Every College a Farm, Every College a Manufactory
Posted by R. J. O’Hara for the Collegiate Way
14 March 2008 (collegiateway.org) — I hold an unusual opinion, unusual only because the rest of the world has not yet caught up to it. I believe every residential college should be a farm and a manufactory. Every residential college within a university should grow something that its members can consume or that it can provide to its alumni or the local community. And every residential college should manufacture some practical thing that its members can use, wear, or otherwise put into service.
I don’t mean that every university should do this as a matter of economic or ecologic sustainability. I mean every small residential college within a university should do it, because it is in the up-close and personal setting of a residential college that such activities will have the greatest educational benefit.

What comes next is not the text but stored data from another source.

Issue #174, opened 2019-10-15
queue sorting setting might not work


creesch:
https://www.reddit.com/r/toolbox/comments/dc5yiz/is_there_a_way_to_sort_the_modqueue_so_that_the/f3ucqxg/

Issue so we don't forget.

k3n:
I'm going to keep an eye on this (since that was me that reported it).

PR #482, opened 2021-03-29
Fix age sorting in queues

creesch:
Using `live-timestamp` as a selector should be fine under normal circumstances except that reddit doesn't always apply that class to queue items for reasons unknown to me (did test it with no extensions enabled just to be sure). I am fairly sure it started happening recently but as I don't want to rely on reddit fixing it I decided to adjust the selectors in such a way that this shouldn't (hopefully) cause any issues moving forward. 

Could use a look over to see if I didn't mess anything up in my thinking here.


creesch:
Also this might have been the same issue reported in #174 as reported by @k3n suggesting that this is a recurring issue on reddits side (I am guessing caused by backend weirdness or simply regression).

eritbh (approved):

One of the principal educational functions of a residential college should be to counter what has been called the extinction of the experience. This should not be done through some special residential college curriculum: should be done by means of a consciously structured pattern of life, both social and material, that maximizes each student’s chances of encountering an opportunity for learning, every day, every week, every month, every year. By providing a wide range of small-scale opportunities for learning through observation and participation, and by making them almost unavoidable—not because they are mandated but because they are always within our daily field of action—a small residential college can become an educational environment without equal.

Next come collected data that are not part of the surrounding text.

PR #484, opened 2021-03-30
ES6 modules

eritbh:
Start of #198.


eritbh:
I think as of my last push, I've converted all the files I reasonably can before we start redefining the module structure. Before I do that, we need to decide our strategy for further work on this. As I see it, we either get all the work done at once in one PR, or we merge what we have now and start the next phase in a separate PR. If we merge now, ESLint is going to be broken for a lot of things because it doesn't have a good way of handling a mix of source types (script vs. module). If we keep working in this branch and merge at the end, we can fix ESLint at the same time as all the other changes, but we'll essentially have to freeze all other changes to the codebase until we're done or risk creating large, ugly conflicts.

@creesch let me know if you think the direction I'm going with this code looks good, and what you think our next move should be once we're happy with the state of these changes.

eritbh:
At this point this branch has module-ify'd basically everything except for `TBCore`, which I'll have to rework a bit more deeply because of its reliance on `userDetails` and other values that aren't obtained synchronously. Basically everything that relies on those values will have to become asynchronous so we can guarantee the values are present before trying to do anything with them. This will have a big impact on other files, because TBCore is so ubiquitous. I've considered reworking TBCore into a class for this reason, but then the issue becomes how to share one instance of that class between all modules - it doesn't really solve the issue of asynchronously obtained data that's necessary to initialize the module.

Note to self: Implementing this will be similar to how I've already done `TBStorage.getSettingAsync` and `TBStorage.setSettingAsync`, with a promise that fetches data from the background page and asynchronous functions that wait for that promise to fulfill before doing anything, but slightly different since actually fetching the user details is a function of the init process rather than TBCore itself. TBCore constant properties that rely on `userDetails` will probably become functions that return promises, but other constants can be exported as-is.

creesch:
Damn you have been busy :D Sorry I haven't been able to put in more time to support you with this. 

 In regards to TBCore, I already did split a lot of things out of it to TBHelpers and TBApi but it might be worth it to see if we can separate the things that require the async data to be there from the things that do not require them. That might make it easier to then find a suitable solution for the async issue. 


Also, so far you have been working with the import model supported by extensions. The plan is still to eventually switch to a build tool right? I do understand not doing that at the same time or even in this branch, just making sure we are on the same page.

eritbh:
>  it might be worth it to see if we can separate the things that require the async data to be there from the things that do not require them.

Yep, I have a couple more local commits where I've basically switched to that strategy. I've also been going through and trying to find properties of `TBCore` that were essentially just working as proxies to stuff stored in `TBStorage` settings/cache, replacing those with direct storage calls to simplify things and avoid storing the same state in multiple locations.

> Also, so far you have been working with the import model supported by extensions. The plan is still to eventually switch to a build tool right? I do understand not doing that at the same time or even in this branch, just making sure we are on the same page.

The syntax I'm adopting now is supported in Chromium-based browsers, but won't be fully supported in Firefox until FF 89 is available as an extended support release. The goal of using a bundler would be to convert this syntax to something that Firefox can work with until then, in order to push this earlier. A bundler would also allow us to stop storing dependencies in a `libs` folder and install/update them with npm instead, but I'm not interested in doing that as part of this PR - that's super easy to deal with after the fact if we want it.

eritbh:
(I should probably just squash this branch's history, this is getting a bit ridiculous...)

Almost all of `TBCore` is converted now. All functions/constants are exported with the ES6 syntax, and only a handful of values are still added as properties to the `window.TBCore` object. Once that's done I think this will be ready for... whatever sort of review can be done on a change set this big. :V

I haven't done the `TBModule` refactoring that I mentioned in #198, but I think that can be done easily with a separate PR once this is done. Reworking our asynchronous init process to play nicely with ES modules is all I want to do on this branch, and I'm nearly done with that.

package.json
```diff
@@ -4,8 +4,7 @@
     "description": "A set of tools to be used by moderators on reddit in order to make their jobs easier.",
     "private": true,
     "scripts": {
-        "build": "node build.js",
-        "build-watch": "nodemon --exec npm run build",
+        "build": "rollup -c rollup.config.js",
```
creesch, line 7: No `build-watch` anymore? ;)

eritbh: Rollup has a built-in watcher, just `npm run build --watch` :)

eritbh:
Superseded by #518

A sustainable university farm a couple of miles off campus that grows food for the central dining hall is of no more educational value to (say) an on-campus English major—with no prior interest in agriculture or the environment—than a university astronomical observatory on another continent. Yes, students with specialized interests in these facilities will make the effort to spend time at them, just as the English major may make the effort to spend time in the university’s controlled rare book room with a leaf from the First Folio (which the science major will never see). But it is the small college telescope in the junior common room, the micro-farm on the front lawn, and the letterpress shop in the basement that will bring these two cultures together. Oxygen doesn’t pass from the trachea to the pulmonary artery; it passes from the alveoli to the capillaries.

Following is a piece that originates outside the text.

PR #487, opened 2021-04-07
fix issue with overflowing removal reasons

creesch:
Fixes a rare issue where removal reasons containing a long first line with no spaces would cause the removal reason config tab to overflow.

But why a farm and a manufactory in every college? Because they will vitally link students to a vast range of human experience. It is only within the last century or two that people in industrialized countries have become disconnected from the material foundations of their survival. And yet much of the literature we study in the classroom, the political constitutions we live under, the philosophical frameworks that we move within, the religious traditions that many of us follow—all these things arose in times and places where people’s connections with the living and producing world around them were much more immediate.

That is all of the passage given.